Alice and Bob exchange messages, using keys they have shared previously, in a secure manner. They must trust each other. Each relies on the other to keep both the unencrypted messages (the plaintext) and the keys secure. That is, Alice must trust Bob not to publish, expose, nor permit the theft of any part of the plaintext or the keys. And Bob must trust Alice to do the same.

2. Public keys

Alice and Bob each create key pairs. A key pair contains two components: a public key and a private key. Bob and Alice can exchange their public keys without having to do so securely. They must still trust one another not to disclose, expose, or publish any portion of their private half of their key pairs, or of any plaintext. The trust is still two party as with pre-shared keys.

3. Certificates

A certificate is a key management tool, which adds lifespans, revocations, and the ability to add third parties to the trust mechanism.

3a. Self-signed certificates

Very similar to using public/private key pairs, as in 2. above. Alice and Bob must still trust each other. Bob can revoke a previous certificate he used with Alice, effectively terminating its lifespan early.

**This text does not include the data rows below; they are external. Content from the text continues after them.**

PR #353, opened 2023-08-18
Add mobile dropdown menu with action buttons for the Editor mobile view

netux:
- Always show the Settings icon, even on mobile
- Never show the Shortcuts icon on mobile
- Include Translations, Import Script, and Compile buttons to the mobile dropdown
  - Add a new `inline` mode to the Compile button

While the mobile view shouldn't get much love, I was triggering it by having DevTools open on the side.

This PR allows mobile (or small screen) users to use these action buttons.

Open mobile dropdown menu


app/javascript/src/components/editor/EditorActions.svelte
```diff
@@ -17,21 +30,57 @@
...
       </button>
     {/if}
+  {/if}
 
+  {#if !$isMobile}
     <Compiler />
   {/if}
 
+  {#if $isMobile}
+  <div class="dropdown settings" bind:this={mobileDropdown}>
```
Mitcheljager, line 56: An indent is missing

Mitcheljager (changes requested):
Overall a very nice change! I did leave some comments regarding formatting, mostly in the name of keeping things easy to maintain.

netux (commented):
~~style(editor actions): add missing indent~~
Wait, that is not the commit input 🤦‍♂️

app/javascript/src/components/editor/Compiler.svelte
```diff
@@ -41,17 +43,25 @@
...
   {/if}
 
-  {#if copied}
+  {#if copied && !inline}
     <div transition:fly={{ y: 5, duration: 150 }} class="tooltip__content bg-primary text-pure-white block">
       Copied to clipboard
     </div>
   {/if}
-</button>
+</svelte:element>
```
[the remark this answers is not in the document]
netux: The reason I had to do the "Compiled and copied!" text was because the tooltip was inserted inside the dropdown. However, I think we could probably move this alert to be an actual alert (once #351 is merged).

I will look into the `.empty-button` class, thanks for the data!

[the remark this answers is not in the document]
Mitcheljager: With this PR (https://github.com/Mitcheljager/workshop.codes/pull/356) merged you will no longer need to worry about that, it can simply be a button.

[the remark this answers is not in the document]
netux: Seems like it can simply be a button right now too. I noticed `.empty-button` changed the font family of the button, so I had to remove it. Instead, `button.dropdown__item` applies similar styles.

app/assets/stylesheets/elements/_dropdown.scss
```diff
@@ -124,6 +124,11 @@
     background-size: 70%;
   }
 }
+button.dropdown__item {
+  width: 100%;
+  background-color: transparent;
+  border: none;
+}
```
Mitcheljager, line 131: Styling specific to an element is annoying because it's not predictable, I will merge my other PR first, and you should be able to remove this.

app/javascript/src/components/editor/Compiler.svelte
```diff
@@ -24,11 +32,9 @@
   }
 
   function copyToClipboard(value) {
-    copied = true
-
     copyValueToClipboard(value)
 
-    setTimeout(() => copied = false, 1000)
+    addAlert("Copied compiled snippet to clipboard")
```
Mitcheljager, line 37: I don't think it should be an alert. It is much nicer inline since that's where your eyes already are

app/javascript/src/components/editor/Compiler.svelte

He may do so if the private key were exposed, for example.

3b. Certificate Authorities

Alice and Bob can use a third party to manage their certificates, and authenticate that the CA issued them to Alice and to Bob. Alice and Bob must still trust each to keep their private keys and plaintext secure. And, Alice and Bob must now trust the CA they have engaged to do the same.

3c. CAs and chains of trust

CAs can be trusted by other CAs. Alice may engage Charlie and Bob may engage Eve to act as their certification authorities. Do Charlie and Eve trust each other? Maybe. But their connection may be indirect. Between Charlie and Eve there may be additional CAs Frank and George. Alice and Bob must now trust each other, and Charlie, Eve, Frank, George.

3d. Browsers and host certificates

The HTTPS protocol requires that the web server authenticate via certificate. The clients - browsers - can also authenticate with certificates but this is optional. (Most public-facing web applications do not use client certificates, requiring passwords or other forms of authentication when needed.) Certificates can be self-signed or can use CAs.

Browser developers provide a pre-set collection of certificates. These are certificates from CAs the browser developers happen to trust. Continuing our example, if the browser developer added Charlie to the list of valid certificates, any certificate issued by Charlie or issued by a CA Charlie trusts, or by a CA trusted by a CA Charlie trusts, or by a CA trusted by a CA trusted by a CA Charlie trusts....(ad infinitum) will be trusted by the browser.

----

And it's these long chains of trust which I believe are the problem.

CAs have been compromised. Not only private keys, but certificate production capabilities have been stolen, which permit bad actors to create what appear to be trusted certificates. Certificate revocations and CA revocations are always after-the-fact; because they only occur once these breaches (of trust!) come to light.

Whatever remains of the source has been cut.